=== Collected data ===
=== Begin Enclosure ===

PR #1234, opened 2025-10-06
New internal only repository telemetry request from science team

IanMatthewHuff:
This PR added in repository diff information to be logged in telemetry for only internal MSFT users on request of the science team.

This information is logged at the start of the request loop and at the end of the tool calling loop. More detailed comments at points of interest in-line. @sbatten has context on the discussion there.

### DIFF
--- a/src/extension/agents/copilotcli/node/copilotcliSessionService.ts
+++ b/src/extension/agents/copilotcli/node/copilotcliSessionService.ts
@@ -4,7 +4,7 @@
  *--------------------------------------------------------------------------------------------*/
 
 import type { Session, SessionManager } from '@github/copilot/sdk';
-import type { CancellationToken } from 'vscode';
+import type { CancellationToken, ChatContext, ChatRequest } from 'vscode';
 import { IEnvService } from '../../../../platform/env/common/envService';
 import { IVSCodeExtensionContext } from '../../../../platform/extContext/common/extensionContext';
 import { ILogService } from '../../../../platform/log/common/logService';
@@ -19,6 +19,8 @@ export interface ICopilotCLISession {
 	readonly label: string;
 	readonly timestamp: Date;
 }
+
+export type ExtendedChatRequest = ChatRequest & { prompt: string };
 
 export interface ICopilotCLISessionService {
 	readonly _serviceBrand: undefined;
@@ -35,6 +37,11 @@ export interface ICopilotCLISessionService {
 	// Session wrapper tracking
 	trackSessionWrapper<T extends IDisposable>(sessionId: string, wrapper: T): void;
 	findSessionWrapper<T extends IDisposable>(sessionId: string): T | undefined;
+
+	// Pending request tracking (for untitled sessions)
+	setPendingRequest(sessionId: string, request: ExtendedChatRequest, context: ChatContext): void;
+	getPendingRequest(sessionId: string): { request: ExtendedChatRequest; context: ChatContext } | undefined;
+	clearPendingRequest(sessionId: string): void;
 }
 
 export const ICopilotCLISessionService = createServiceIdentifier<ICopilotCLISessionService>('ICopilotCLISessionService');
@@ -45,6 +52,7 @@ export class CopilotCLISessionService implements ICopilotCLISessionService {
 	private _sessionManager: SessionManager | undefined;
 	private _sessionWrappers = new DisposableMap<string, IDisposable>();
 	private _sessions = new Map<string, ICopilotCLISession>();
+	private _pendingRequests = new Map<string, { request: any; context: any }>();
 
 	constructor(
 		@ILogService private readonly logService: ILogService,
@@ -222,5 +230,17 @@ export class CopilotCLISessionService implements ICopilotCLISessionService {
 
 		// Fallback to session ID
 		return `Session ${sdkSession.sessionId.slice(0, 8)}`;
+	}
+
+	public setPendingRequest(sessionId: string, request: ExtendedChatRequest, context: ChatContext): void {
+		this._pendingRequests.set(sessionId, { request, context });
+	}
+
+	public getPendingRequest(sessionId: string): { request: ExtendedChatRequest; context: ChatContext } | undefined {
+		return this._pendingRequests.get(sessionId);
+	}
+
+	public clearPendingRequest(sessionId: string): void {
+		this._pendingRequests.delete(sessionId);
 	}
 }
--- a/src/extension/chatSessions/vscode-node/chatSessions.ts
+++ b/src/extension/chatSessions/vscode-node/chatSessions.ts
@@ -58,8 +58,8 @@ export class ChatSessionsContrib extends Disposable implements IExtensionContrib
 		const copilotcliSessionItemProvider = this._register(copilotcliAgentInstaService.createInstance(CopilotCLIChatSessionItemProvider));
 		this._register(vscode.chat.registerChatSessionItemProvider(this.copilotcliSessionType, copilotcliSessionItemProvider));
 		const copilotcliAgentManager = this._register(copilotcliAgentInstaService.createInstance(CopilotCLIAgentManager));
-		const copilotcliChatSessionContentProvider = copilotcliAgentInstaService.createInstance(CopilotCLIChatSessionContentProvider);
-		const copilotcliChatSessionParticipant = new CopilotCLIChatSessionParticipant(this.copilotcliSessionType, copilotcliAgentManager, copilotcliSessionItemProvider);
+		const copilotcliChatSessionContentProvider = copilotcliAgentInstaService.createInstance(CopilotCLIChatSessionContentProvider, copilotcliAgentManager);
+		const copilotcliChatSessionParticipant = new CopilotCLIChatSessionParticipant(this.copilotcliSessionType, copilotcliAgentManager, copilotCLISessionService, copilotcliSessionItemProvider);
 		const copilotcliParticipant = vscode.chat.createChatParticipant(this.copilotcliSessionType, copilotcliChatSessionParticipant.createHandler());
 		this._register(vscode.chat.registerChatSessionContentProvider(this.copilotcliSessionType, copilotcliChatSessionContentProvider, copilotcliParticipant));
 		this._register(registerCLIChatCommands(copilotcliSessionItemProvider, copilotCLISessionService));
--- a/src/extension/chatSessions/vscode-node/copilotCLIChatSessionsContribution.ts
+++ b/src/extension/chatSessions/vscode-node/copilotCLIChatSessionsContribution.ts
@@ -17,8 +17,8 @@ import * as path from '../../../util/vs/base/common/path';
 import { URI } from '../../../util/vs/base/common/uri';
 import { localize } from '../../../util/vs/nls';
 import { CopilotCLIAgentManager } from '../../agents/copilotcli/node/copilotcliAgentManager';
-import { ICopilotCLISessionService } from '../../agents/copilotcli/node/copilotcliSessionService';
-import { buildChatHistoryFromEvents, parseChatMessagesToEvents } from '../../agents/copilotcli/node/copilotcliToolInvocationFormatter';
+import { ExtendedChatRequest, ICopilotCLISessionService } from '../../agents/copilotcli/node/copilotcliSessionService';
+import { buildChatHistoryFromEvents, parseChatMessagesToEvents, stripSystemReminders } from '../../agents/copilotcli/node/copilotcliToolInvocationFormatter';
 
 export class CopilotCLIChatSessionItemProvider extends Disposable implements vscode.ChatSessionItemProvider {
 	private readonly _onDidChangeChatSessionItems = this._register(new Emitter<void>());
@@ -169,6 +169,7 @@ export class CopilotCLIChatSessionItemProvider extends Disposable implements vsc
 export class CopilotCLIChatSessionContentProvider implements vscode.ChatSessionContentProvider {
 
 	constructor(
+		private readonly copilotcliAgentManager: CopilotCLIAgentManager,
 		@ICopilotCLISessionService private readonly sessionService: ICopilotCLISessionService,
 	) { }
 
@@ -180,9 +181,39 @@ export class CopilotCLIChatSessionContentProvider implements vscode.ChatSessionC
 
 		const history = existingSession ? buildChatHistoryFromEvents(events) : [];
 
+		// Check if there's a pending request for this new session
+		const pendingRequest = this.sessionService.getPendingRequest(copilotcliSessionId);
+
+		const activeResponseCallback = pendingRequest
+			? async (stream: vscode.ChatResponseStream, token: vscode.CancellationToken) => {
+				this.sessionService.clearPendingRequest(copilotcliSessionId);
+				await this.copilotcliAgentManager.handleRequest(
+					copilotcliSessionId,
+					pendingRequest.request,
+					pendingRequest.context,
+					stream,
+					token
+				);
+			}
+			: undefined;
+
+		// If there's a pending request, add it to the history as the first request turn
+		if (pendingRequest) {
+			const request = pendingRequest.request;
+			const requestTurn = new vscode.ChatRequestTurn2(
+				stripSystemReminders(request.prompt),
+				undefined,
+				[...request.references],
+				'',
+				[],
+				undefined
+			);
+			history.push(requestTurn);
+		}
+
 		return {
 			history,
-			activeResponseCallback: undefined,
+			activeResponseCallback,
 			requestHandler: undefined,
 		};
 	}
@@ -192,6 +223,7 @@ export class CopilotCLIChatSessionParticipant {
 	constructor(
 		private readonly sessionType: string,
 		private readonly copilotcliAgentManager: CopilotCLIAgentManager,
+		private readonly sessionService: ICopilotCLISessionService,
 		private readonly sessionItemProvider: CopilotCLIChatSessionItemProvider,
 	) { }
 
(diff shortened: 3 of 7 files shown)


src/extension/prompt/node/test/repoInfoTelemetry.spec.ts
```diff
@@ -0,0 +1,994 @@
...
+	ADDED_BY_US: 12,
+	ADDED_BY_THEM: 13,
+	DELETED_BY_US: 14,
+	DELETED_BY_THEM: 15,
+	BOTH_ADDED: 16,
+	BOTH_DELETED: 17,
+	BOTH_MODIFIED: 18
+} as const;
+
+suite('RepoInfoTelemetry', () => {
```
IanMatthewHuff, line 51: As opposed to the product code (which involved much more refinement and manual work) I did let Claude loose to crank a bit on the unit tests with a set of desired tests and pointing it at the other test files for usage and style. Took quite a while for the full loop, but I thought the results were good on my review.

IanMatthewHuff:
When doing a PR like this in a new repo I know that copilot will do a review, but I usually do my own copilot chat review before finalizing the PR. Result in the comment below if interested.

Prompt: 

> Could you compare the diff between my current code and upstream/main which is 742c75c. I made a number of commits to add a new way to capture git repo telemetry. This telemetry is to be used to recreate a repo at the start of agent tool calling and at the end. Can you look over my change (don't make any changes) and make a report to me. This report should detail what my changes have done. Detail specific choices / decisions that were made. Also look to see if my added code lines up with the guide in Contributing.md. If you have any particular concerns with this change you may also report those. You can start with 'git diff upstream/main --stat' and 'git diff upstream/main' to get started with the diff.

src/extension/prompt/node/chatParticipantTelemetry.ts
```diff
@@ -211,9 +214,14 @@ export class ChatTelemetryBuilder {
 		private readonly _firstTurn: boolean,
 		private readonly _request: vscode.ChatRequest,
 		@IInstantiationService private readonly instantiationService: IInstantiationService,
-	) { }
+	) {
+		this._repoInfoTelemetry = this.instantiationService.createInstance(RepoInfoTelemetry, this.baseUserTelemetry.properties.messageId);
+	}
 
 	public makeRequest(intent: IIntent, location: ChatLocation, conversation: Conversation, messages: Raw.ChatMessage[], promptTokenLength: number, references: readonly PromptReference[], endpoint: IChatEndpoint, telemetryData: readonly TelemetryData[], availableToolCount: number): InlineChatTelemetry | PanelChatTelemetry {
+		this._repoInfoTelemetry.sendBeginTelemetryIfNeeded().catch(() => {
```
IanMatthewHuff: This calling location here is one of the larger changes from the initial design that we discussed. My initial research and the jumpstart markdown doc called out the location of 'interactiveSessionMessage'

https://github.com/microsoft/vscode-copilot-chat/blob/6b5f86b82de944b3d57658bde820ad4a31e61dd0/src/extension/prompt/node/chatParticipantTelemetry.ts#L540

As the place to add the beginning of user request check. However this location is actually in the PanelChatTelemetry itself and that PanelChatTelemetry is blown away and recreated at each step of the request loop. So instead I pulled out the functionality that I had into a separate class and call it here from the builder. This catches the begin of the actual request loop.

src/extension/prompt/node/repoInfoTelemetry.ts
```diff
@@ -0,0 +1,194 @@
...
+		const repository = gitAPI?.getRepository(repoContext.rootUri);
+		const upstreamCommit = repository?.state.HEAD?.upstream?.commit;
+		if (!upstreamCommit) {
+			return;
+		}
+
+		// Before we calculate our async diffs, sign up for file system change events
+		// Any changes during the async operations will invalidate our diff data and we send it
+		// as a failure without a diffs
+		const watcher = this._fileSystemService.createFileSystemWatcher('**/*');
```
IanMatthewHuff, line 172: Per teams discussion, if files are changed during the snapshot process just reject the event. We'll log that in telemetry so if this is happening more often than we expect we can revisit alternative ways to handle this. However this current approach seems the best way to start, as other options might have to await on some amount of data fetching. The core issue of wanting to not block, but capturing against a live git repository state feels like a trade off one way or another and the tradeoff here to be non-blocking and just reject some % of events seems right.

src/extension/prompt/node/chatParticipantTelemetry.ts
```diff
@@ -492,7 +506,6 @@ export abstract class ChatTelemetry<C extends IDocumentContext | undefined = IDo
 	protected _getTelemetryData<T extends TelemetryData>(ctor: new (...args: any[]) => T): T | undefined {
 		return <T>this._genericTelemetryData.find(d => d instanceof ctor);
 	}
-
 }
```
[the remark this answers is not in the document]
IanMatthewHuff: Fixed.

src/extension/prompt/node/chatParticipantTelemetry.ts
```diff
@@ -530,13 +544,12 @@ export class PanelChatTelemetry extends ChatTelemetry<IDocumentContext | undefin
 			promptTokenLength,
 			genericTelemetryData,
 			availableToolCount,
+			repoInfoTelemetry,
 			telemetryService
 		);
 	}
```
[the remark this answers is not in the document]
IanMatthewHuff: Fixed

src/extension/prompt/node/chatParticipantTelemetry.ts
IanMatthewHuff: Outdated, I've tweaked this.

src/extension/prompt/node/chatParticipantTelemetry.ts
```diff
@@ -211,7 +214,11 @@ export class ChatTelemetryBuilder {
 		private readonly _firstTurn: boolean,
 		private readonly _request: vscode.ChatRequest,
 		@IInstantiationService private readonly instantiationService: IInstantiationService,
-	) { }
+	) {
+		// Repo info telemetry is held here as the begin event should be sent only by the first PanelChatTelemetry instance created for a user request.
+		// and a new PanelChatTelemetry instance is created per step in the request.
+		this._repoInfoTelemetry = this.instantiationService.createInstance(RepoInfoTelemetry, this.baseUserTelemetry.properties.messageId);
```
IanMatthewHuff, line 220: This bit is a bit different from the original implementation and tripped me up a bit on my first pass where I was just adding the repo telemetry functions as a part of PanelChatTelemetry. The PanelChatTelemetry is recreated and the old one is chucked for each step in the process not per user level chat request. So if you ask the agent to do something the first PanelChatTelemetry would be trying to log the begin user repo info and then it would get thrown out for the next step PanelChatTelemetry.

So instead the class that manages this telemetry is created at the builder level which is created per user request in the chat. The PanelChatTelemetry calls the logging still at the appropriate spots (beginning and the end of the tool calls). But since the build holds the repoInfoTelemetry instance it doesn't get thrown out when the first PanelChatTelemetry is thrown out for the next one and keeps processing the begin event. It's guarded to only call the begin event one time so the subsequent PanelChatTelemetries don't re-create the begin event.

src/extension/prompt/node/repoInfoTelemetry.ts
```diff
@@ -0,0 +1,195 @@
...
+					headCommitHash: upstreamCommit,
+					diffsJSON: undefined,
+					result: 'filesChanged',
+				};
+			}
+
+			const diffsJSON = diffs.length > 0 ? JSON.stringify(diffs) : undefined;
+
+			// Check if the diff is too big and notify that
+			if (wouldMultiplexTelemetryPropertyBeTruncated(diffsJSON)) {
```
sbatten: after discussion, the multiplexing thing doesn't apply to internal msft endpoint. so we don't need this check, its 1MB for the whole payload and a single property can be up to limit (reserve some space for the json structure and other event properties)

src/extension/prompt/node/repoInfoTelemetry.ts
```diff
@@ -0,0 +1,195 @@
...
+		});
+	}
+
+	/*
+	* Sends the end event telemetry
+	*/
+	public async sendEndTelemetry(): Promise<void> {
+		await this._beginTelemetryPromise;
+
+		return this._sendRepoInfoTelemetry('end').catch((error) => {
```
sbatten: I think this should use await and a proper try catch

src/extension/prompt/node/chatParticipantTelemetry.ts
```diff
@@ -552,6 +567,13 @@ export class PanelChatTelemetry extends ChatTelemetry<IDocumentContext | undefin
 		} satisfies RequestInternalPanelTelemetryProperties, {
 			turnNumber: this._conversation.turns.length,
 		} satisfies ResponseInternalPanelTelemetryMeasurements);
+
+		// Send the begin telemetry for repo info, this uses the same repo info telemetry instance held by the builder class
+		// as the begin event need to be sent only once per user request and PanelChatTelemetry is recreated per step. The class is
+		// guarded to only send one time.
+		this._repoInfoTelemetry.sendBeginTelemetryIfNeeded().catch(() => {
```
sbatten: Since the exception is caught internally, we don't need to catch here right?

src/extension/prompt/node/repoInfoTelemetry.ts
IanMatthewHuff: Oh interesting, I did see it used on a couple of calls to internalMSFT telemetry logging, but I guess it wouldn't have hurt anything in those cases. I'll remove and adjust to just respect that full payload limit.

src/extension/prompt/node/chatParticipantTelemetry.ts
IanMatthewHuff: Sorry that was a holdover from working in my usual code base, we have it flag floating promises. So I'm used to adding a catch / comment for a fire and forget operation like that. I'll update, as I see more examples of just calling them in this extension and the repoInfoTelemetry is logging the exceptions already (I'll update the functions to try catch instead of the promise returning per the other comment).

src/extension/prompt/node/repoInfoTelemetry.ts
IanMatthewHuff: I updated. Initially I was thinking of checking the entire payload size at this point, but given that we add in more shared properties later your suggestion of just going a bit more conservative (I used 90%) with the bulky diff string after it was stringified made made sense to me, so I went with that. 10% felt like more than enough room to cover the extra properties + structure.

src/extension/prompt/node/repoInfoTelemetry.ts
```diff
@@ -0,0 +1,200 @@
...
+			if (filesChanged) {
+				return {
+					remoteUrl: githubInfo.remoteUrl,
+					headCommitHash: upstreamCommit,
+					diffsJSON: undefined,
+					result: 'filesChanged',
+				};
+			}
+
+			const diffs = (await this._gitDiffService.getChangeDiffs(repoContext.rootUri, changes)).map(diff => {
```
IanMatthewHuff, line 220: @sbatten One comment here that I was considering this morning. Given that the goal as far as I can tell is to collect examples to use, but not that we have to collect "every" example to use. I could put in some type of # of changes sanity check here to prevent a degenerate case with something like a mass formatting refactor. It looks to me like getChangeDiffs is handling things in a reasonable way (in order, so it wouldn't flood with 1000 of git calls at one time) but some type of 'skip this if our changes count is too massive' might help avoid a bad scenario.

src/extension/prompt/node/repoInfoTelemetry.ts
```diff
@@ -0,0 +1,200 @@
...
+		const watcher = this._fileSystemService.createFileSystemWatcher('**/*');
+		let filesChanged = false;
+		const createDisposable = watcher.onDidCreate(() => filesChanged = true);
+		const changeDisposable = watcher.onDidChange(() => filesChanged = true);
+		const deleteDisposable = watcher.onDidDelete(() => filesChanged = true);
+
+		try {
+			const changes = await this._gitService.diffWith(repoContext.rootUri, '@{upstream}');
+			if (!changes || changes.length === 0) {
+				return;
```
IanMatthewHuff: Making a small tweak this morning post testing more. Instead of not sending an event if there is no change from upstream send a 'noChange' event with empty diff. Should make the 'begin' 'end' matching more clear instead of just having an 'end' event come out of nowhere with diffs if you start in a no changes state.

src/extension/prompt/node/repoInfoTelemetry.ts
sbatten: I think that makes sense, just like the rest, we can flag it to understand how often it happens and if we should ignore the rest of the session.

src/extension/prompt/node/repoInfoTelemetry.ts
```diff
@@ -0,0 +1,205 @@
...
+
+		if (!repoContext) {
+			return;
+		}
+
+		const githubInfo = getGitHubRepoInfoFromContext(repoContext);
+		if (!githubInfo) {
+			return;
+		}
+
```
sbatten, line 147: support ADO?

src/extension/prompt/node/repoInfoTelemetry.ts
```diff
@@ -0,0 +1,205 @@
...
+			// Check if files changed before we send the telemetry
+			if (filesChanged) {
+				return {
+					remoteUrl: githubInfo.remoteUrl,
+					headCommitHash: upstreamCommit,
+					diffsJSON: undefined,
+					result: 'filesChanged',
+				};
+			}
```
sbatten: this one doesn't seem necessary

src/extension/prompt/node/repoInfoTelemetry.ts
IanMatthewHuff: Updated, I was a bit unsure on the best value to use here, I made it 100 as my guess was we're more just looking to avoid some extra bad cases, and it's logging a specific telemetry result (different from the diff string being too large) so we can track if it's hitting.

IanMatthewHuff: Also per your comment:

> ignore for the rest of the session

I realized that the code currently wasn't doing this. So I changed the end telemetry sending to not bother trying to calculate or send if the 'begin' event was one of the failure cases, I guess we could technically be in a 'diffTooBig' state at 'begin' and then not be after the tool runs, but we'd only have the 'end' case for that scenario, so I don't think it's useful.

src/extension/prompt/node/repoInfoTelemetry.ts
IanMatthewHuff: Agreed and updated, we already have the diff at this point.

src/extension/prompt/node/repoInfoTelemetry.ts
IanMatthewHuff: Shoot, this was a miss on my part. I had git on the brain and wasn't considering the ADO side of the request. I'll look into this now. If it's a lot to add I can ask the science folks if we can start with collecting info just from git and move forward with ADO later, since that would unblock the pipeline getting started.

IanMatthewHuff: Ohh, it looks like ADO support might be basically there already in the GitService. Checking now, I'll have to create an ADO repo quick myself to test, I've honestly not used one in years.

IanMatthewHuff: Added ado support, normalized the fetch Url before logging, and cleaned up the return types here by pulling out the base properties.

src/extension/prompt/node/repoInfoTelemetry.ts
```diff
@@ -0,0 +1,252 @@
...
+
+type RepoInfoTelemetryProperties = {
+	remoteUrl: string | undefined;
+	repoType: 'github' | 'ado';
+	headCommitHash: string | undefined;
+	diffsJSON: string | undefined;
+	result: RepoInfoTelemetryResult;
+};
+
+type RepoInfoTelemetryMeasurements = {
```
IanMatthewHuff, line 33: Measurements now for workspaceFileCount, changedFileCount, and the size of the diffJSON.

src/extension/prompt/node/repoInfoTelemetry.ts
```diff
@@ -0,0 +1,252 @@
...
+			const baseProperties: Omit<RepoInfoTelemetryProperties, 'diffsJSON' | 'result'> = {
+				remoteUrl: normalizedFetchUrl,
+				repoType: repoInfo.repoId.type,
+				headCommitHash: upstreamCommit,
+			};
+
+			// Workspace file index will be used to get a rough count of files in the repository
+			// We need to call initialize here to have the count, but after first initialize call
+			// further calls are no-ops so only a hit first time.
+			await this._workspaceFileIndex.initialize();
```
IanMatthewHuff, line 188: I was checking with the debugger and I do see the initialize hit for the first time here in this code as opposed to one of the other initialize locations for workspace file index. Looked at the other code paths and it seems like this might or might not be initialized at this point, so we consider that it could quite likely take the initial initialize hit here but would be be the first time.

src/extension/prompt/node/repoInfoTelemetry.ts
```diff
@@ -0,0 +1,252 @@
...
+					measurements
+				};
+			}
+
+			const diffsJSON = diffs.length > 0 ? JSON.stringify(diffs) : undefined;
+
+			// Check against our size limit to make sure our telemetry fits in the 1MB limit
+			if (diffsJSON) {
+				const diffSizeBytes = Buffer.byteLength(diffsJSON, 'utf8');
+				measurements.diffSizeBytes = diffSizeBytes;
```
IanMatthewHuff, line 243: Tracking the size of the diffJSON to get an better idea on the extent of the diffs for the science team without having to try to crack into the individual diff strings since they were interested in knowing the complexity of the diff. Also if we happen to start hitting the MAX size in telemetry we'll actually know by how much with this added.

src/platform/workspaceChunkSearch/node/nullWorkspaceFileIndex.ts
```diff
@@ -0,0 +1,56 @@
...
+ *  Licensed under the MIT License. See License.txt in the project root for license information.
+ *--------------------------------------------------------------------------------------------*/
+
+import { GlobIncludeOptions } from '../../../util/common/glob';
+import { CancellationToken } from '../../../util/vs/base/common/cancellation';
+import { Event } from '../../../util/vs/base/common/event';
+import { URI } from '../../../util/vs/base/common/uri';
+import { IWorkspaceFileIndex } from './workspaceFileIndex';
+
+export class NullWorkspaceFileIndex implements IWorkspaceFileIndex {
```
IanMatthewHuff, line 12: Added a null service for this one as well as it helped a bunch with the unit tests.

src/extension/prompt/node/test/repoInfoTelemetry.spec.ts
```diff
@@ -0,0 +1,1543 @@
...
+		vi.spyOn(gitService, 'diffWith').mockImplementation(async () => {
+			// Simulate file creation during diff
+			mockWatcher.triggerCreate(URI.file('/test/repo/newfile.ts') as any);
+			return [{
+				uri: URI.file('/test/repo/file.ts'),
+				originalUri: URI.file('/test/repo/file.ts'),
+				renameUri: undefined,
+				status: Status.MODIFIED
+			}] as any;
+		});
```
sbatten, line 618: is this actually the create scenario? its missing the newFile.ts?

IanMatthewHuff: The way that we were using the file watcher in repoInfoTelemetry was just that if we detected any type of file change in the repository while we were collecting the diff data we'd just return 'filesChanged' and invalidate the event. For this test the triggerCreate was just simulating any type of file creation during the call to diffWith. The filename for that step could be anything, it doesn't have to line up with the URIs in the mock return value of diffWith. And the Status.MODIFIED is just for the mock return value. Test just needs to call triggerCreate on something, and then return a valid mock Change from the mock diffWith. Then verify we get 'filesChanged' sent to telemetry.

So I think the test works as is, unless I'm misunderstanding the comment?

I guess in the file deletion a couple down I do use a .DELETED status, which makes it seem like it's relevant to the test, when it's not. I can change that to modified as well quick.

IanMatthewHuff: Added a clarifying comment on those file change tests.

=== End Enclosure ===

=== Task statement ===
Search the records for the word "functions" and return every line that holds it.

=== Task answer ===
IanMatthewHuff, line 220: This bit is a bit different from the original implementation and tripped me up a bit on my first pass where I was just adding the repo telemetry functions as a part of PanelChatTelemetry. The PanelChatTelemetry is recreated and the old one is chucked for each step in the process not per user level chat request. So if you ask the agent to do something the first PanelChatTelemetry would be trying to log the begin user repo info and then it would get thrown out for the next step PanelChatTelemetry.
IanMatthewHuff: Sorry that was a holdover from working in my usual code base, we have it flag floating promises. So I'm used to adding a catch / comment for a fire and forget operation like that. I'll update, as I see more examples of just calling them in this extension and the repoInfoTelemetry is logging the exceptions already (I'll update the functions to try catch instead of the promise returning per the other comment).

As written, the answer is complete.